#### [WORK TASK]
Output, word for word, every line from the line with "Inspector window: allow" through the final line of the data below.

#### [SUPPLIED DATA]
▼▼▼

PR #4531, opened 2023-07-24
Inspector window: allow Watch table column resizing + clean & polish layout

### LINKED ISSUE #4521: Inspector pallet: entries in the Status/Watch section are truncated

▲▲▲

#### [COMPLETED EXERCISE]
Inspector window: allow Watch table column resizing + clean & polish layout

### LINKED ISSUE #4521: Inspector pallet: entries in the Status/Watch section are truncated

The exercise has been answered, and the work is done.